"El impulso de la creación artística es una táctica de apareamiento", dice el psicólogo evolucionista Geoffrey Miller. Lo leo en los diarios de Iñaki Uriarte y me detengo. Me detengo porque es verdad, porque soy la prueba viva, porque yo me aparearía con Iñaki Uriarte por sus diarios, aún sin haberle googleado la cara. Lo hago, por curiosidad. Es un hombre atractivo, con la simpática fisionomía del pijo que se ríe de sí mismo, pero sopla ya 76 años. Ah, volví a nacer tarde. Se me escapa del target.
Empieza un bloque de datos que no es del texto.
PR #41, opened 2024-04-10
Review and fix config interface, schema and default values

colinrotherham:


designer/server/src/config.ts
```diff
@@ -1,130 +1,167 @@
...
-  port: process.env.PORT,
-  env: process.env.NODE_ENV,
-  appPathPrefix: process.env.APP_PATH_PREFIX || '/forms-designer',
-  previewUrl:
-    process.env.PREVIEW_URL || 'http://dev.cdp-int.defra.cloud/forms-runner/', // TODO set this to localhost and pull env vars from CDP
-  publishUrl:
-    process.env.PUBLISH_URL || 'http://dev.cdp-int.defra.cloud/forms-runner/', // TODO set this to localhost and pull env vars from CDP
-  persistentBackend: process.env.PERSISTENT_BACKEND || 'preview',
+const config: Config = {
+  port: parseInt(PORT),
```
davidjamesstone, line 120: Better to let `joi` do the type coercion from ENVAR strings (happens during `schema.validate`).
It might have to stay for while though to keep TS happy?

designer/server/src/config.ts
```diff
@@ -1,130 +1,167 @@
...
+  logLevel: LOG_LEVEL as Config['logLevel'],
+  phase: PHASE as Config['phase'],
+  footerText: FOOTER_TEXT,
+  isProduction: NODE_ENV === 'production',
+  isDevelopment: !['production', 'test'].includes(NODE_ENV),
+  isTest: NODE_ENV === 'test',
+  lastCommit: LAST_COMMIT ?? LAST_COMMIT_GH,
+  lastTag: LAST_TAG ?? LAST_TAG_GH,
+  sessionTtl: SESSION_TTL
+    ? parseInt(SESSION_TTL)
```
davidjamesstone, line 139: Same `parseInt` here.

Also, defaults/fallback values like this are better applied using `joi.default()` for consistency.

TBH I try and avoid config default values - they can become troublesome.

PR #57, opened 2024-04-16
Remove `@defra/forms-queue-model`

colinrotherham:
The queue service is flagged off in **forms-runner** via `enableQueueService`

Since we're likely not going to be using MySQL migrations via Prisma, I've opened this PR for discussion


alexluckett:
No objection

colinrotherham:
Let's get this merged then, it's no longer referenced in **forms-runner** since:

* https://github.com/DEFRA/forms-runner/pull/36

PR #64, opened 2024-04-17
Load the form editor content from the form manager API

alexluckett:
- Removes the default three-page view bundled with the form designer. Instead, it retrieves the form definition from the forms-manager API and displays the content on screen
- Temporarily removes form definition pushes to the server as we don't yet have a deployment mechanism in forms-manager. I have commented this code out rather than removing it, since it may be used in work this sprint or next and won't sit around for long.
- Form Builder has been removed as a nav bar link, replaced with the new Forms Library page
- An Edit button has been added to each row in the Forms Library, so that the user can load the editor for each form.


designer/server/src/plugins/routes/api.test.ts
```diff
@@ -140,91 +86,93 @@ describe('Server API', () => {
...
-
-    // When
-    const result = await server.inject<{ err: Error }>(options)
-
-    // Then
-    expect(result.statusCode).toBe(401)
-    expect(result.result?.err.message).toBe('Error in persistence service')
-  })
+  // TODO re-enable once the forms manager supports this
+  // test('Schema validation failures should return 401', async () => {
```
colinrotherham, line 90: Mind using `test.skip` then we always know how many we still need to come back and fix?

designer/server/src/plugins/routes/api.ts
```diff
@@ -20,68 +20,64 @@ export const getFormWithId: ServerRoute = {
...
-      let formJson = newFormJson
       try {
         const response = await getPublished(id)
-        const { values } = JSON.parse(response)
+        const formJson = JSON.parse(response)
 
-        if (values) {
-          formJson = values
-        }
+        return h.response(formJson).type('application/json')
```
colinrotherham, line 27: Is calling `.type('application/json')` optional for existing objects?

Or maybe `JSON.parse()` is optional for already-stringified JSON?

```suggestion
        return h.response(formJson).type('application/json')
```

alexluckett: nah not required, it's redundant. I can remove it.

designer/server/src/common/nunjucks/context/build-navigation.js
```diff
@@ -21,7 +21,7 @@ function buildEntry(request, text, url) {
 function buildNavigation(request) {
   return [
     buildEntry(request, 'Home', ''),
-    buildEntry(request, 'Form Builder', '/app')
+    buildEntry(request, 'Forms Library', '/library')
```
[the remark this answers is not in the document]
alexluckett: Prepped locally. Waiting on Dan's confirmation.

PR #108, opened 2024-04-29
Fix Docker image boot issues - missing libs

alexluckett:
Fixes the 

> Error [ERR_MODULE_NOT_FOUND]: Cannot find package '@defra/forms-model' imported from /home/node/app/designer/server/dist/plugins/routes/api.js

error on image startup


Dockerfile
```diff
@@ -50,12 +50,16 @@ LABEL uk.gov.defra.ffc.parent-image=defradigital/node:${PARENT_VERSION}
...
-COPY --from=productionBuild /home/node/app/designer/node_modules ./designer/node_modules
-COPY --from=productionBuild /home/node/app/designer/package.json ./designer/package.json
+COPY --from=productionBuild --chown=node:node /home/node/app/packag*.json ./
+
+COPY --from=productionBuild --chown=node:node /home/node/app/model/package.json ./model/
+COPY --from=productionBuild --chown=node:node /home/node/app/model/dist ./model/dist
+
+COPY --from=productionBuild --chown=node:node /home/node/app/designer/package.json ./designer/package.json
+COPY --from=productionBuild --chown=node:node /home/node/app/designer/client/dist ./designer/client/dist
+COPY --from=productionBuild --chown=node:node /home/node/app/designer/server/dist ./designer/server/dist
```
colinrotherham, line 60: Presume we need the full path to support `--from` because **WORKDIR** doesn't cut it here?

```suggestion
COPY --from=productionBuild --chown=node:node ./packag*.json ./

COPY --from=productionBuild --chown=node:node ./model/package.json ./model/
COPY --from=productionBuild --chown=node:node ./model/dist ./model/dist

COPY --from=productionBuild --chown=node:node ./designer/package.json ./designer/package.json
COPY --from=productionBuild --chown=node:node ./designer/client/dist ./designer/client/dist
COPY --from=productionBuild --chown=node:node ./designer/server/dist ./designer/server/dist
```

colinrotherham (approved):

Dockerfile
colinrotherham: Yeah that's what used to happen across layers, hoped they'd fixed it but thanks for checking

PR #120, opened 2024-05-01
Apply valid organisations on the schema

davidjamesstone:


designer/server/src/models/create.js
```diff
@@ -22,6 +24,21 @@ export function titleViewModel(metadata, validation) {
...
+ * Text and Value Item
+ * @typedef {object} Item
+ * @property {string} text - The item text
+ * @property {string} value - The item value
+ */
+
+/**
+ * @type {Item[]}
+ */
+const organisationItems = organisations.map((organisation) => ({
```
davidjamesstone, line 37: I tried all sorts to remove the squiggles. Seemed like it should be easy. Please help!

designer/server/src/routes/create.js
```diff
@@ -126,6 +126,7 @@ export default [
         payload: Joi.object().keys({
           organisation: organisationSchema.messages({
             'any.required': 'Select a lead organisation',
+            'any.only': 'Select a lead organisation',
             'string.max': 'Lead organisation must be 100 characters or less'
```
davidjamesstone, line 130: Superfluous

model/src/form/form-metadata/index.ts
```diff
@@ -2,8 +2,24 @@ import Joi from 'joi'
...
+  'Marine Management Organisation – MMO',
+  'Natural England',
+  'Rural Payments Agency – RPA',
+  'Veterinary Medicines Directorate – VMD'
+]
+
 export const titleSchema = Joi.string().max(250).trim().required()
-export const organisationSchema = Joi.string().max(100).trim().required()
+export const organisationSchema = Joi.string()
+  .max(100)
```
davidjamesstone, line 19: superfluous

model/src/form/form-metadata/index.ts
```diff
@@ -2,8 +2,24 @@ import Joi from 'joi'
 
 import { type FormMetadata } from '~/src/form/form-metadata/types.js'
 
+export const organisations = [
```
colinrotherham, line 5: If you found using array map caused type issues, it's because TypeScript has trust issues

Should help telling it that the array is constant and the item types won't change

```suggestion
export const organisations = /** @type {const} */ ([
```

model/src/form/form-metadata/index.ts
```diff
@@ -2,8 +2,24 @@ import Joi from 'joi'
...
+  'Animal and Plant Health Agency – APHA',
+  'Centre for Environment, Fisheries and Aquaculture Science – Cefas',
+  'Defra',
+  'Environment Agency',
+  'Forestry Commission',
+  'Marine Management Organisation – MMO',
+  'Natural England',
+  'Rural Payments Agency – RPA',
+  'Veterinary Medicines Directorate – VMD'
+]
```
colinrotherham, line 15:
```suggestion
])
```

designer/server/src/models/create.js
```diff
@@ -38,45 +55,7 @@ export function organisationViewModel(metadata, validation) {
...
-        {
-          text: 'Rural Payments Agency – RPA',
-          value: 'Rural Payments Agency – RPA'
-        },
-        {
-          text: 'Veterinary Medicines Directorate – VMD',
-          value: 'Veterinary Medicines Directorate – VMD'
-        }
-      ],
+      items: organisationItems,
```
colinrotherham, line 58: I've suggested a TypeScript fix, should be able to stick the mapping straight into here now

colinrotherham (commented):
Looks ace, I've offered a little tweak so we don't (hopefully) have to be so strict on JSDoc

Mind we approve and merge the other PR before this one?

Thanks!

davidjamesstone:
> Mind we approve and merge the other PR before this one?

NP. I'll get the type changes done and we can merge it later. Thanks 👍

model/src/form/form-metadata/index.ts
colinrotherham: Looks like this wasn't necessary, didn't have squiggles for me. ESLint is happy too

designer/server/src/models/create.js
colinrotherham: I've inlined this to `items: organisations.map()` etc

davidjamesstone: I pullled it outside so as not to incur the cost each time the form is loaded, but agree the code looks better for it inside. Probably not worth the micro-optimisation :)

Thanks for merging :+1:

colinrotherham: Ah assumed it was to apply the JSDoc (separately) to try and fix those type issues!

PR #134, opened 2024-05-07
Replace home page with forms library

colinrotherham:
This PR removes the home page and adds:

1. Redirect to forms library after sign in
2. Updates forms library to handle empty results
3. Adjusted heading sizes to match prototype


designer/server/src/routes/account/login.js
```diff
@@ -1,17 +0,0 @@
...
-    auth: {
-      mode: 'optional',
-      strategy: 'azure-oidc'
-    }
-  }
-})
-
-/**
- * @typedef {import('@hapi/hapi').ServerRoute} ServerRoute
- */
```
alexluckett, line 17: the `/login` route is required to redirect the user to the login page (`options.auth.strategy: 'azure-oidc'` ensures that).

We'd need to keep this, otherwise you'll get a HTTP 401 when you access the library page since you won't yet have a token. I'd suggest making it consistent with your other changes and update the route to call it `/sign-in`.

colinrotherham: @alexluckett Sorry, I missed a commit from the other PR https://github.com/DEFRA/forms-designer/pull/134/commits/edaebe17b97cfefd3a185e5721ba0b8df7faa92c

Do you mind if we do this instead?

It prevents the HTTP 401 when the session expires too, and authenticates again

alexluckett: Makes perfect sense with the new commit, thanks for clarifying. Using the built-in methods for the Hapi cookie plugin is definitely better.

alexluckett (approved):

PR #135, opened 2024-05-07
Update session management to use end-user ID + types

colinrotherham:
This PR adds server methods for `session.get()`, `session.set()` and `session.drop()`

I've also typed `request.auth.user` as Hapi expects it to be with all utility methods now typed

Sessions are keyed using `claims.sub` so an expired token can seamlessly re-authenticate without session loss

```js
export function createUser(credentials) {
  const claims = getUserClaims(credentials)

  if (!claims) {
    return
  }

  return /** @satisfies {UserCredentials} */ ({
    id: claims.sub,
    email: claims.email ?? '',
    displayName: claims.name ?? '',
    issuedAt: DateTime.fromSeconds(claims.iat).toUTC().toISO(),
    expiresAt: DateTime.fromSeconds(claims.exp).toUTC().toISO()
  })
}
```

**Note:** Session expiry checks are currently turned off

### DIFF
--- a/designer/server/src/common/helpers/auth/azure-oidc.js
+++ b/designer/server/src/common/helpers/auth/azure-oidc.js
@@ -2,6 +2,7 @@ import Basic from '@hapi/basic'
 import Bell from '@hapi/bell'
 import Boom from '@hapi/boom'
 import { token } from '@hapi/jwt'
+import { DateTime } from 'luxon'
 
 import config from '~/src/config.js'
 
@@ -48,22 +49,10 @@ export const azureOidc = {
               'user.read'
             ],
             profile(credentials) {
-              const { decoded } = /** @type {UserToken} */ (
-                token.decode(credentials.token)
-              )
+              const artifacts = token.decode(credentials.token)
 
-              if (!decoded.payload) {
-                throw Boom.unauthorized()
-              }
-
-              const { payload } = decoded
-
-              credentials.profile = {
-                id: payload.oid,
-                displayName: payload.name,
-                email: payload.upn ?? payload.preferred_username,
-                loginHint: payload.login_hint
-              }
+              token.verifyTime(artifacts)
+              token.verifyPayload(artifacts)
 
               return Promise.resolve()
             }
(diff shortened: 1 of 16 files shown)


designer/server/src/common/helpers/auth/azure-oidc.js
```diff
@@ -1,121 +1,140 @@
...
-        clientId: config.azureClientId,
-        clientSecret: config.azureClientSecret,
-        providerParams: {
-          redirect_uri: authCallbackUrl
-        },
-        cookie: 'bell-azure-oidc',
-        isSecure: false,
-        config: {
-          tenant: config.azureTenantId
-        }
```
colinrotherham, line 65: This wasn't used (it seems) as it's not in the config

designer/server/src/common/helpers/auth/azure-oidc.js
```diff
@@ -1,121 +1,140 @@
...
     password: 'testing', // 'secret'
-    name: 'Joe Bloggs',
-    id: '2133d32a'
+    user: {
+      id: 'dummy-id',
+      email: 'dummy@defra.gov.uk',
+      displayName: 'John Smith',
+      issuedAt: DateTime.now().minus({ minutes: 30 }).toUTC().toISO(),
+      expiresAt: DateTime.now().plus({ minutes: 30 }).toUTC().toISO()
+    }
```
colinrotherham, line 89: All users (test fixtures, basic auth logins, OpenID Connect) now typed with Hapi `UserCredentials`

designer/server/src/common/helpers/auth/get-user-session.js
```diff
@@ -1,24 +1,69 @@
...
+  let sessionId = session?.sessionId
+
+  // Fall back to OpenID Connect (OIDC) claim
+  if (!sessionId) {
+    const claims = getUserClaims(auth.credentials)
+
+    if (claims?.sub) {
+      sessionId = claims.sub
+    }
+  }
```
colinrotherham, line 25: When a user authenticates we don't know if they have a Redis session already

E.g. Maybe their token (or cookie) has expired but the Redis session hasn't

We try and grab their `sessionId` from a few places

alexluckett (approved):

alexluckett:
Side note - refresh token support will return. Naz is adding a ticket into the backlog.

Da igual: la belleza de Iñaki Uriarte, como la de otros tantos hombres, no es de esas que puedan resumirse en una fotografía ordinaria (lo que uno ama nunca puede capturarse). Digamos de su encanto que en cuanto se detiene, desaparece. ¿No es perverso? La belleza de Iñaki Uriarte reside en que está en movimiento (carburando, quiero decir, cavilando), reside en que es Iñaki Uriarte y en que piensa como tal. Su vida no es su cara ni su esqueleto, su vida no es lo que transcurre en sus días. Su vida es su cabeza.
Me escama un poco percatarme de que los hombres no han tenido ese detalle, ese decoro histórico con las mujeres. Lo decía Fernando Fernán Gómez, apabullado: "Pero ¿cómo? ¿Cómo me va a gustar una mujer por culta? No, no, no, vamos… atraerme… no. No, hombre, no. Si además no lo digo como chiste ni como nada, sino que me parece como inverosímil. Me puede gustar por culta para maestra, claro, pues que venga de seis a siete, y cuánto cobra, y que me enseñe filosofía medieval o algo así. Lo otro es que no tiene relación". Jajá. Tan ufano.
Se le rieron las chanzas a Fernando, pero hay algo de gravedad en el asunto. ¿Por qué a las mujeres nos erotiza la cultura de los hombres ("cultura" es un tentáculo de "personalidad", de "capacidad conversadora"), pero a ellos no les sucede lo mismo de vuelta, o, al menos, no con tanta intensidad?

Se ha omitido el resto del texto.